• [Task details]:
Copy the records exactly. Every line must match.

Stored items
PR #2605, opened 2025-12-10
Bump wasmi from 0.51.2 to 0.51.5 in /backend (backport of #2596)

praseodym:
Backport of #2596 to the 1.0 release branch. This updates wasmi from 0.51.2 to 0.51.5 to fix GHSA-g4v2-cjqp-rfmq.

I don't think this vulnerability affects Abacus because we don't use any WebAssembly plugins for Typst, but to avoid any confusion (e.g. `cargo audit` reporting the vulnerability) I think it is good to also fix it in 1.0.

### DIFF
--- a/.github/workflows/build-lint-test.yml
+++ b/.github/workflows/build-lint-test.yml
@@ -28,6 +28,21 @@ jobs:
       CARGO_TERM_COLOR: always
       SQLX_OFFLINE: "true"
     steps:
+      # Free up runner disk space, so that our job has enough space to run
+      # https://dev.to/mathio/squeezing-disk-space-from-github-actions-runners-an-engineers-guide-3pjg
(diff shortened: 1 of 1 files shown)


Lionqueen94:
@praseodym I don't understand why the pipeline fails, when I locally checkout this branch, reset my database and run the backend tests, there are no issues.

praseodym:
> @praseodym I don't understand why the pipeline fails, when I locally checkout this branch, reset my database and run the backend tests, there are no issues.

The CI runner's disk is full, I'll also have to backport a change to free up disk space at the start of the test run.

praseodym:
> The CI runner's disk is full, I'll also have to backport a change to free up disk space at the start of the test run.

See #2608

• [Exercise response]:
PR #2605, opened 2025-12-10
Bump wasmi from 0.51.2 to 0.51.5 in /backend (backport of #2596)

praseodym:
Backport of #2596 to the 1.0 release branch. This updates wasmi from 0.51.2 to 0.51.5 to fix GHSA-g4v2-cjqp-rfmq.

I don't think this vulnerability affects Abacus because we don't use any WebAssembly plugins for Typst, but to avoid any confusion (e.g. `cargo audit` reporting the vulnerability) I think it is good to also fix it in 1.0.

### DIFF
--- a/.github/workflows/build-lint-test.yml
+++ b/.github/workflows/build-lint-test.yml
@@ -28,6 +28,21 @@ jobs:
       CARGO_TERM_COLOR: always
       SQLX_OFFLINE: "true"
     steps:
+      # Free up runner disk space, so that our job has enough space to run
+      # https://dev.to/mathio/squeezing-disk-space-from-github-actions-runners-an-engineers-guide-3pjg
(diff shortened: 1 of 1 files shown)


Lionqueen94:
@praseodym I don't understand why the pipeline fails, when I locally checkout this branch, reset my database and run the backend tests, there are no issues.

praseodym:
> @praseodym I don't understand why the pipeline fails, when I locally checkout this branch, reset my database and run the backend tests, there are no issues.

The CI runner's disk is full, I'll also have to backport a change to free up disk space at the start of the test run.

praseodym:
> The CI runner's disk is full, I'll also have to backport a change to free up disk space at the start of the test run.

See #2608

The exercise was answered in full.